The hill mynas are popular cage birds, well known for their ability to imitate speech. The widely distributed common hill myna is the one most frequently seen in aviculture. Unlike other domesticated birds kept as pets, the mynas are often caught from the wild and sold via traders.

The species is quite common throughout its wide geographical range, with a rapid generation time. On a worldwide scale, the IUCN thus considers the common hill myna of Least Concern. But in the 1990s, nearly 20,000 wild-caught birds were brought into the pet trade each year. In the central part of its range, G. r. intermedia populations have declined markedly, especially in Thailand, which supplied much of the thriving market.
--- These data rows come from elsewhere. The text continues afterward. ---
PR #3694, opened 2020-04-23
Handle properties of builtin function separately from builtin objects

clover2123:
separate builtin function part to make code clear and to support 'name' property later

### DIFF
--- a/jerry-core/ecma/base/ecma-globals.h
+++ b/jerry-core/ecma/base/ecma-globals.h
@@ -807,7 +807,15 @@ typedef struct
   uint8_t length_and_bitset_size; /**< length for built-in functions and
                                    *   bit set size for all built-ins */
   uint16_t routine_id; /**< routine id for built-in functions */
-  uint32_t instantiated_bitset[1]; /**< bit set for instantiated properties */
+  union
+  {
+    uint32_t instantiated_bitset[1]; /**< bit set for instantiated properties */
+    struct
+    {
+      uint16_t name; /**< name of the built-in functions */
+      uint16_t bitset; /**< bit set for instantiated properties of builtin functions */
+    } builtin_routine;
+  } u;
 } ecma_built_in_props_t;
 
 /**
--- a/jerry-core/ecma/builtin-objects/ecma-builtins.c
+++ b/jerry-core/ecma/builtin-objects/ecma-builtins.c
@@ -415,13 +415,13 @@ ecma_instantiate_builtin (ecma_builtin_id_t obj_builtin_id) /**< built-in id */
 
   built_in_props_p->id = (uint8_t) obj_builtin_id;
   built_in_props_p->routine_id = (uint16_t) obj_builtin_id;
-  built_in_props_p->instantiated_bitset[0] = 0;
+  built_in_props_p->u.instantiated_bitset[0] = 0;
 
   if (property_count > 32)
   {
     built_in_props_p->length_and_bitset_size = 1 << ECMA_BUILT_IN_BITSET_SHIFT;
 
-    uint32_t *instantiated_bitset_p = built_in_props_p->instantiated_bitset;
+    uint32_t *instantiated_bitset_p = built_in_props_p->u.instantiated_bitset;
     instantiated_bitset_p[1] = 0;
     instantiated_bitset_p[2] = 0;
   }
@@ -557,6 +557,7 @@ static ecma_object_t *
 ecma_builtin_make_function_object_for_routine (ecma_builtin_id_t builtin_id, /**< identifier of built-in object */
                                                uint16_t routine_id, /**< builtin-wide identifier of the built-in
                                                                      *   object's routine property */
+                                               uint16_t name_id, /**< magic string id of 'name' property */
                                                uint8_t length_prop_value) /**< value of 'length' property */
 {
   JERRY_ASSERT (length_prop_value < (1 << ECMA_BUILT_IN_BITSET_SHIFT));
@@ -564,17 +565,6 @@ ecma_builtin_make_function_object_for_routine (ecma_builtin_id_t builtin_id, /**
   ecma_object_t *prototype_obj_p = ecma_builtin_get (ECMA_BUILTIN_ID_FUNCTION_PROTOTYPE);
 
   size_t ext_object_size = sizeof (ecma_extended_object_t);
-
-  size_t property_count = ecma_builtin_get_property_count (builtin_id);
-
-  if (property_count > 32)
-  {
-    /* Only 64 extra properties supported at the moment.
-     * This can be extended to 256 later. */
-    JERRY_ASSERT (property_count <= (32 + 64));
-
-    ext_object_size += sizeof (uint32_t) * 2;
-  }
 
   ecma_object_t *func_obj_p = ecma_create_object (prototype_obj_p,
                                                   ext_object_size,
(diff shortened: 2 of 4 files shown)


zherczeg:
Would it be possible to create a `const uint16_t` array with the names for each built-in function? This way there would be no need to store them in memory.

clover2123:
@zherczeg 
I'm not sure that I correctly understand your comment,
but you mean that allocating one global array for storing names of builtin-functions, right?
That way would use more memory definitely, is it ok?

zherczeg:
It is just a question. If we create a const array, it will goes to the read-only data, so it increase the binary size, but not the read/write memory consumption. Since each function has a unique built-in id, we can get the name of the function from this const array. However, if no built-in routine use more than 16 property, your patch could be good as well.

rerobika:
Hi @clover2123!

I'm planning to start the implementation of the function name property of script functions. To eliminate simultaneous work on this task, please let me know if you have already started it. :)

clover2123:
@zherczeg AFAIK every name of built-in routines could be represented by 16bit lit_magic_string_id_t.

@rerobika I'm going to implement 'name' property one by one starting from builtin function to normal function. But my work process would be of course slower than yours (for name of normal function, parser needs to store function name during the parsing. But I'm not familiar with jerryscript parser, so I have to dig into it now).
There is no problem if you take this item. I'll find another item after this patch.

clover2123:
This patch is still work-in-progress.
I'll update `ecma_built_in_function_props_t` to separate builtin function module from 'ecma_built_in_props_t` completely.

zherczeg:
@clover2123 yes, the name can be represented as a 16 bit integer. My question is, whether the instantiation of the actual properties (length, etc.) can be fit into 16 bit for all of these routines? If yes, then splitting the 32 bit value into two 16 bit values is ok.

jerry-core/ecma/builtin-objects/ecma-builtins.c
```diff
@@ -882,8 +881,10 @@ ecma_builtin_try_to_instantiate_property (ecma_object_t *object_p, /**< object *
       is_accessor = true;
       uint16_t getter_id = ECMA_ACCESSOR_READ_WRITE_GET_GETTER_ID (curr_property_p->value);
       uint16_t setter_id = ECMA_ACCESSOR_READ_WRITE_GET_SETTER_ID (curr_property_p->value);
-      getter_p = ecma_builtin_make_function_object_for_getter_accessor (builtin_id, getter_id);
-      setter_p = ecma_builtin_make_function_object_for_setter_accessor (builtin_id, setter_id);
+      getter_p = ecma_builtin_make_function_object_for_getter_accessor (builtin_id,
+                                                                        getter_id, curr_property_p->magic_string_id);
```
zherczeg, line 885: These arguments should go into separate lines.

jerry-core/ecma/builtin-objects/ecma-builtins.c
```diff
@@ -882,8 +881,10 @@ ecma_builtin_try_to_instantiate_property (ecma_object_t *object_p, /**< object *
...
+      setter_p = ecma_builtin_make_function_object_for_setter_accessor (builtin_id,
+                                                                        setter_id, curr_property_p->magic_string_id);
```
zherczeg, line 887: Ditto.

jerry-core/ecma/operations/ecma-objects.c
```diff
@@ -2058,10 +2079,20 @@ ecma_op_object_get_property_names (ecma_object_t *obj_p, /**< object */
...
+        if (type == ECMA_OBJECT_TYPE_FUNCTION && ecma_builtin_function_is_routine (obj_p))
+        {
+          ecma_builtin_function_list_lazy_property_names (obj_p,
+                                                          opts,
+                                                          prop_names_p,
+                                                          skipped_non_enumerable_p);
+        }
+        else
+        {
+          ecma_builtin_list_lazy_property_names (obj_p,
```
zherczeg, line 2091: What about keeping this single function, and do this check at the beginnig of the function:
`if (type == ECMA_OBJECT_TYPE_FUNCTION && ecma_builtin_function_is_routine (obj_p))`

jerry-core/ecma/base/ecma-globals.h
```diff
@@ -807,7 +807,15 @@ typedef struct
...
   uint16_t routine_id; /**< routine id for built-in functions */
-  uint32_t instantiated_bitset[1]; /**< bit set for instantiated properties */
+  union
+  {
+    uint32_t instantiated_bitset[1]; /**< bit set for instantiated properties */
+    struct
+    {
+      uint16_t name; /**< name of the built-in functions */
+      uint16_t bitset; /**< bit set for instantiated properties of builtin functions */
+    } builtin_function;
```
zherczeg, line 817: I think the name is misleading. This struct is specialized for routines, not for built-in functions (e.g `Date`).

rerobika:
Hi @clover2123!

I'm interested about the status of the PR, since there was no activity in the last two weeks. The patch itself look good to me after the minor changes requested by @zherczeg , and we would like to land it soon. Do you have capacity to do the requested changes? If you don't, I can do the finals steps as well if you don't mind.

clover2123:
@rerobika 
Sorry for late update.
I'll complete this patch soon.

jerry-core/ecma/operations/ecma-objects.c
clover2123: IMHO builtin routine is a function property of builtin object (e.g. Math.abs), so it should be handled independently from builtin objects.
So, I added `ecma_builtin_routine_list_lazy_property_names` for builtin routines to clearly separate each builtin routine from builtin object.
This separation also follows other use case in which `ecma_op_function_list_lazy_property_names` and `ecma_op_function_try_to_lazy_instantiate_property` exist for function object.

clover2123:
@zherczeg @rerobika 
Thanks for your review. I've updated this patch according to your comments.

jerry-core/ecma/base/ecma-globals.h
```diff
@@ -799,17 +799,29 @@ typedef struct
...
+ * Description of built-in routine property of an built-in ECMA-object.
+ */
+typedef struct
+{
+  uint8_t built_in_object_id; /**< built-in object id */
+  uint8_t length; /**< length of built-in routine */
+  uint16_t id; /**< id of built-in routine */
+  uint16_t name; /**< name of built-in routine */
+  uint16_t bitset; /**< bit set for instantiated properties of builtin routine */
+} ecma_built_in_routine_props_t;
```
zherczeg, line 823: I am not sure what was the discussion here, but `ecma_builtin_function_is_routine` silently expects that `id` is mapped to the same position as `routine_id`. I usually prefer unions, since the common fileds are ensured to be in the same position. What do you think?

clover2123: It's my mistake.
Fixed it as you commented. Thanks:)

rerobika:
@clover2123 We are planning to prepare for a release before long and the function name support for builtins/builtin routines are highly important for us. I think this PR was only a preparation for it and according to your previous contributions you are interested about it. Would you like to submit a PR for finalize this topic or let us/me to do the remaining work?

clover2123:
@rerobika 
Yes, I'd like to complete `name` property implementation for builtins. But would you first let me know when a new release is scheduled? If the schedule is too tight for me, it would be better that you do the remaining work.

rerobika:
@clover2123 We are planning in feature freeze in the end of this week please consider your available time for this task according to it and please let me know your decision. :)

clover2123:
@rerobika 
Oh.. sadly I don't have enough time to focus on this issue right now.
Would you please handle it?

PR #3698, opened 2020-04-28
Accessor functions do not have [[Construct]] internal method

szilagyiadam:


jerry-core/ecma/operations/ecma-function-object.c
```diff
@@ -1217,6 +1217,11 @@ ecma_op_function_construct (ecma_object_t *func_obj_p, /**< Function object */
     return ecma_raise_type_error (ECMA_ERR_MSG ("Arrow functions have no constructor."));
   }
 
+  if (byte_code_p->status_flags & CBC_CODE_FLAGS_ACCESSOR)
```
zherczeg, line 1220: Could we combine these two checks to reduce runtime cost? Pseudocode:
```
if (status_flags & (FLAG1 | FLAG2)) {
  if (status_flags & FLAG1)
   raise_error(A)
  raise_error(B)
}
```

PR #3700, opened 2020-04-29
Fix function declaration issues inside catch blocks.

zherczeg:


jerry-core/parser/js/js-scanner-util.c
```diff
@@ -564,14 +564,23 @@ scanner_pop_literal_pool (parser_context_t *context_p, /**< context */
       {
         no_declarations++;
 
-#if !ENABLED (JERRY_ES2015)
+#if ENABLED (JERRY_ES2015)
+        if ((type & (SCANNER_LITERAL_IS_CONST | SCANNER_LITERAL_IS_ARG)) == SCANNER_LITERAL_IS_CONST)
```
zherczeg, line 568: If a reviewer insists, the two code paths can be merged (using a `condition` boolean), especially because the assert is true in the other case as well. It feels ugly for me, but I will not object.

jerry-core/parser/js/js-scanner-util.c
```diff
@@ -617,12 +626,14 @@ scanner_pop_literal_pool (parser_context_t *context_p, /**< context */
 #if ENABLED (JERRY_ES2015)
       extended_type |= SCANNER_LITERAL_IS_USED;
 
+      const uint8_t mask = (SCANNER_LITERAL_IS_ARG | SCANNER_LITERAL_IS_LOCAL);
+
       if ((type & SCANNER_LITERAL_IS_ARG)
-          || (!(literal_location_p->type & SCANNER_LITERAL_IS_ARG)
-              && (literal_location_p->type & SCANNER_LITERAL_IS_LOCAL)))
+          || (literal_location_p->type & mask) == SCANNER_LITERAL_IS_LET
```
rerobika, line 632: Cannot we use 
` || (literal_location_p->type & mask) == (SCANNER_LITERAL_IS_LET | SCANNER_LITERAL_IS_CONST)` here?

zherczeg: Absolutely no. That is a case we want to exclude here, not include. And the two other cases will be excluded, which we want to include :) But I can change the mask to SCANNER_LITERAL_IS_LOCAL, since `(type & SCANNER_LITERAL_IS_ARG)` handles ensures that SCANNER_LITERAL_IS_ARG is not set.

zherczeg: I was wrong, those types belong to different literals.
The summary is, we have 3 bits, and from the 8 combinations, we reject these two. I don't think we can simplify it.

rerobika: Sure, thanks for the explanation.

PR #3703, opened 2020-04-29
Fix JSON.parse when __proto__ property is used

rwalczyna:
JSON.parse should treat **\_\_proto__** as a normal property

###### Test Code
```js
var str = '{"__proto__": [] }';
var obj = JSON.parse(str);

print(JSON.stringify(obj));
print(Array.isArray(obj.__proto__));
```

###### Current output - before commit
```
{"__proto__":[]}
false
```
###### Expected Output
```
{"__proto__":[]}
true
```

### DIFF
--- a/jerry-core/vm/vm.c
+++ b/jerry-core/vm/vm.c
@@ -98,7 +98,11 @@ vm_op_get_value (ecma_value_t object, /**< base object */
       {
         ecma_object_t *obj_p = ecma_get_object_from_value (object);
 
-        return ecma_builtin_object_object_get_prototype_of (obj_p);
+        ecma_value_t has_property = ecma_op_object_has_property (obj_p, property_name_p);
+        if (ecma_is_value_false (has_property))
+        {
+          return ecma_builtin_object_object_get_prototype_of (obj_p);
+        }
       }
 #endif /* ENABLED (JERRY_ES2015) */
     }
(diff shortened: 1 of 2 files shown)


jerry-core/vm/vm.c
```diff
@@ -98,7 +98,11 @@ vm_op_get_value (ecma_value_t object, /**< base object */
       {
         ecma_object_t *obj_p = ecma_get_object_from_value (object);
 
-        return ecma_builtin_object_object_get_prototype_of (obj_p);
+        ecma_value_t has_property = ecma_op_object_has_property (obj_p, property_name_p);
+        if (ecma_is_value_false (has_property))
+        {
+          return ecma_builtin_object_object_get_prototype_of (obj_p);
+        }
```
zherczeg, line 105: According to ES2015, this thing should be a getter/setter:
http://www.ecma-international.org/ecma-262/6.0/#sec-object.prototype.__proto__

It shouldn't be in the vm at all. If we do this correctly, the issue should go away, since objects will have no such own property.

rwalczyna: I checked before what happen if I remove __proto__ handling from vm and I got some issues that I could not solve. But I checked it again right now and it looks like it would solve the problem as you said. I will recheck one more time and make changes to this PR.

rerobika: @rwalczyna As upon this issue has been revealed I stardted to lookup the reason of this error. I've already found it and I've already have a fix for it (also includes the removal of the __proto__ handling in vm_get). I'd submit a PR with the fix and I'd mark you as a co-author if it is suitable for you.

rerobika: Related PR https://github.com/jerryscript-project/jerryscript/pull/3704.

rwalczyna: @rerobika Sounds good, so I think this PR can be closed.

PR #3705, opened 2020-04-30
Fix function argument handling issues caused by the parser.

zherczeg:
1) Nested function declarations should not overwrite arguments.
2) Functions should be created in the correct scope.

### DIFF
--- a/jerry-core/parser/js/js-scanner-util.c
+++ b/jerry-core/parser/js/js-scanner-util.c
@@ -142,17 +142,19 @@ scanner_get_stream_size (scanner_info_t *info_p, /**< scanner info block */
       case SCANNER_STREAM_TYPE_LET:
       case SCANNER_STREAM_TYPE_CONST:
       case SCANNER_STREAM_TYPE_LOCAL:
-      case SCANNER_STREAM_TYPE_DESTRUCTURED_ARG:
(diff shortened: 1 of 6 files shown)


jerry-core/parser/js/js-scanner-util.c
```diff
@@ -1688,10 +1690,17 @@ scanner_is_context_needed (parser_context_t *context_p, /**< context */
...
     {
-      continue;
+      if (SCANNER_STREAM_TYPE_IS_ARG (type))
+      {
+        continue;
+      }
+
+      if (SCANNER_STREAM_TYPE_IS_ARG_FUNC (type))
+      {
+        return true;
```
zherczeg, line 1702: This case is triggered, if a function has an argument, which is initialized with a function or eval, and there is another argumnt, which has the same name as a function statement in the function scope. While this check could be more sophisticated, I think it is not worth it unless omebody wants it.

rerobika: I'd prefer this comment in the code as well.

zherczeg: Good idea. I have been able to make the check a bit better. Now the corner case (returning with true when unnecessary) is extremely rare.

PR #3716, opened 2020-05-05
Fix prototype of NativeError objects

rwalczyna:
Internal property [[Prototype]] of EvalError, RangeError, ReferenceError,
SyntaxError, TypeError and URIError should be Error.

[ES 5.1 15.11.7.7](http://www.ecma-international.org/ecma-262/5.1/#sec-15.11.7.7)


rwalczyna:
I think that this feature is only for [ES6](http://www.ecma-international.org/ecma-262/6.0/#sec-properties-of-the-nativeerror-constructors), while in [ES5.1](https://www.ecma-international.org/ecma-262/5.1/index.html#sec-15.11.7.5) it should remain Function object. I will fix the commit in a while.

PR #3717, opened 2020-05-05
Add simple stack measure for jerry-test

galpeter:
This change introduces simple stack measuring by coloring the stack before doing the actual JS work.
The dynamic linking should be avoided as it will use the stack during the symbol resolving.

At this moment the `JERRY_STACK_MEASURE` compile time define will enable the measurement for the jerry-test binary.

A usable build configuration:

```
$ ./tools/build.py --jerry-cmdline-test=on --compile-flag=-DJERRY_STACK_MEASURE=1 \
  --compile-flag=-static
```

### DIFF
--- a/jerry-main/CMakeLists.txt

On the other hand, neighboring countries met burgeoning domestic demands due to political and socio-economic restrictions on exports. Demand for pet mynas continues to be high in Southeast Asia.

In 1992, Thailand had the common hill myna put on CITES Appendix III, to safeguard its population. In 1997, at the request of the Netherlands and the Philippines, the species was pushed higher to CITES Appendix II. The Andaman and Nicobar Islands subspecies G. r. andamanensis and (if valid) G. r. halibrecta, described as "exceedingly common" in 1874, qualified as Near Threatened in 1991. The former is no longer ubiquitous in the Nicobar Islands and the latter has a very limited range.

Elsewhere, such as in the Philippines and Laos, the decline has been more localized. It is also becoming increasingly rare in the regions of northeastern India due to capture of fledged birds for the illegal pet trade. In the Garo Hills region, locals make artificial nests of a split-bamboo framework covered with grass, and put them up in accessible locations. This protects the mynas from habitat destruction while also controlling the local population. In recent years however, there has been a spike in demand for pet mynas in India despite it being illegal.